Task material
*** Block opens ***

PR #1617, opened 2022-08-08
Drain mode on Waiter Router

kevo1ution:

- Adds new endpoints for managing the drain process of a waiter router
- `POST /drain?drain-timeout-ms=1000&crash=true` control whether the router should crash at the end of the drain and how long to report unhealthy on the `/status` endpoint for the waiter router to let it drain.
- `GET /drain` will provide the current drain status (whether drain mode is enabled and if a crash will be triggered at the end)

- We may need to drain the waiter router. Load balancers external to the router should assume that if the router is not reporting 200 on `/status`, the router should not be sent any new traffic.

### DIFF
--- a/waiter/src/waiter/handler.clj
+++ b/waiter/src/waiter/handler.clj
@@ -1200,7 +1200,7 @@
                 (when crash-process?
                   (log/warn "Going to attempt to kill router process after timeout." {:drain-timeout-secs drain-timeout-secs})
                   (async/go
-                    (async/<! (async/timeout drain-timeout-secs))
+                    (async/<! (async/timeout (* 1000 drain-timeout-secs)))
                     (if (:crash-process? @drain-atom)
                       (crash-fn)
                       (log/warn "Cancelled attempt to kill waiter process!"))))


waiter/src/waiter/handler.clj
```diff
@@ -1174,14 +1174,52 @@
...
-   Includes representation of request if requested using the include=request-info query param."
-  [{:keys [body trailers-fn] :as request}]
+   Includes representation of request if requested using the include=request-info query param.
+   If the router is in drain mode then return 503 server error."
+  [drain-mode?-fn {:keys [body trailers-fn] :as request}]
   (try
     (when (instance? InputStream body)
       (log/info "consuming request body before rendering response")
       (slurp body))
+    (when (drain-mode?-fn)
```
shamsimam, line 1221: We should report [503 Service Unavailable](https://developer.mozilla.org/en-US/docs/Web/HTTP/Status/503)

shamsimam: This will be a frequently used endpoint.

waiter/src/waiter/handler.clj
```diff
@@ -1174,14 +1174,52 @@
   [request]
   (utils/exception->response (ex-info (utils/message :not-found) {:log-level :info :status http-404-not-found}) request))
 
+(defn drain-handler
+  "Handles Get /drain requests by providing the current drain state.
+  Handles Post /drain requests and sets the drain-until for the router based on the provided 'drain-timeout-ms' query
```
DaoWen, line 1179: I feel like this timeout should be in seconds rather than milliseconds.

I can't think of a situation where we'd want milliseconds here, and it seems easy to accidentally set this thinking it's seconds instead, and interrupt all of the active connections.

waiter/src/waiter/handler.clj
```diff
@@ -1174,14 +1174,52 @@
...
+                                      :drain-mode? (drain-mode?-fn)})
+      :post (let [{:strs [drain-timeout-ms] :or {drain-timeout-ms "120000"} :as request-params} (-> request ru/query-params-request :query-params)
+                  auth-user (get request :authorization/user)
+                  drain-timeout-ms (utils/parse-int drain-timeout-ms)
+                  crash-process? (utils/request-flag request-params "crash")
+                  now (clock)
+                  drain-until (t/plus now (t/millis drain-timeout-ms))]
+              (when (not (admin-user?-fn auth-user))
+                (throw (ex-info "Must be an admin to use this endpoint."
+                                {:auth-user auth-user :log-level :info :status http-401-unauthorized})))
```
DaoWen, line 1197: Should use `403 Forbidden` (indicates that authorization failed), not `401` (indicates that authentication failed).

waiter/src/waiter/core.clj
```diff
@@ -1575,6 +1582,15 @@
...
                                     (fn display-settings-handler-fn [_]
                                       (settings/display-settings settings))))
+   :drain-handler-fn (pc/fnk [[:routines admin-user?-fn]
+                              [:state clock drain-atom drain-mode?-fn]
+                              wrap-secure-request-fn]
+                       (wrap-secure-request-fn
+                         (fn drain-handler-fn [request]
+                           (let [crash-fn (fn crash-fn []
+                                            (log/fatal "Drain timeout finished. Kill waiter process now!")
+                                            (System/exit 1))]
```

*** Block closes ***
*** Block opens ***

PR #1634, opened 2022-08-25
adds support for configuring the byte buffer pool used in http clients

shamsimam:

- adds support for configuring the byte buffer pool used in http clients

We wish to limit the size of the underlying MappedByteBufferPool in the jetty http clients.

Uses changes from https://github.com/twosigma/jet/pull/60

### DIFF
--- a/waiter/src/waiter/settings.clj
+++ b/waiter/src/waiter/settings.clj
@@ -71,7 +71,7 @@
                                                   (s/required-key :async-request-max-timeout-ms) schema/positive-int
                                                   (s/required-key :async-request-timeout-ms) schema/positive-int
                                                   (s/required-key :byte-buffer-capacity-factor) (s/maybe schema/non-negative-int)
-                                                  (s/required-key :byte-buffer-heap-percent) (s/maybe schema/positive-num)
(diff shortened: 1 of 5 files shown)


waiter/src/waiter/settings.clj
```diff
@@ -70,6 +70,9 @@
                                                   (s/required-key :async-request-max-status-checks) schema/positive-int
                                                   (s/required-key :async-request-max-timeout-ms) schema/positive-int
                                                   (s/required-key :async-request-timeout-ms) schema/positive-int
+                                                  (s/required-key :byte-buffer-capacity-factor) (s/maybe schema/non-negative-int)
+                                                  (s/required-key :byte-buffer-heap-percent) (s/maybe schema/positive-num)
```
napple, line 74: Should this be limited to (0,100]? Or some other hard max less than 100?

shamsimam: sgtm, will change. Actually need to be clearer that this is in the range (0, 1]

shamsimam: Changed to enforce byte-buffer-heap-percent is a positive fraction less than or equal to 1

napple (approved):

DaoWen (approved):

*** Block closes ***

Your assignment
Please copy, exactly and with nothing else, the lines above beginning at the line that has "Drain mode on Waiter Router" and ending with the line that has "shamsimam, line 1221: We".

Response below
Drain mode on Waiter Router

kevo1ution:

- Adds new endpoints for managing the drain process of a waiter router
- `POST /drain?drain-timeout-ms=1000&crash=true` control whether the router should crash at the end of the drain and how long to report unhealthy on the `/status` endpoint for the waiter router to let it drain.
- `GET /drain` will provide the current drain status (whether drain mode is enabled and if a crash will be triggered at the end)

- We may need to drain the waiter router. Load balancers external to the router should assume that if the router is not reporting 200 on `/status`, the router should not be sent any new traffic.

### DIFF
--- a/waiter/src/waiter/handler.clj
+++ b/waiter/src/waiter/handler.clj
@@ -1200,7 +1200,7 @@
                 (when crash-process?
                   (log/warn "Going to attempt to kill router process after timeout." {:drain-timeout-secs drain-timeout-secs})
                   (async/go
-                    (async/<! (async/timeout drain-timeout-secs))
+                    (async/<! (async/timeout (* 1000 drain-timeout-secs)))
                     (if (:crash-process? @drain-atom)
                       (crash-fn)
                       (log/warn "Cancelled attempt to kill waiter process!"))))


waiter/src/waiter/handler.clj
```diff
@@ -1174,14 +1174,52 @@
...
-   Includes representation of request if requested using the include=request-info query param."
-  [{:keys [body trailers-fn] :as request}]
+   Includes representation of request if requested using the include=request-info query param.
+   If the router is in drain mode then return 503 server error."
+  [drain-mode?-fn {:keys [body trailers-fn] :as request}]
   (try
     (when (instance? InputStream body)
       (log/info "consuming request body before rendering response")
       (slurp body))
+    (when (drain-mode?-fn)
```
shamsimam, line 1221: We should report [503 Service Unavailable](https://developer.mozilla.org/en-US/docs/Web/HTTP/Status/503)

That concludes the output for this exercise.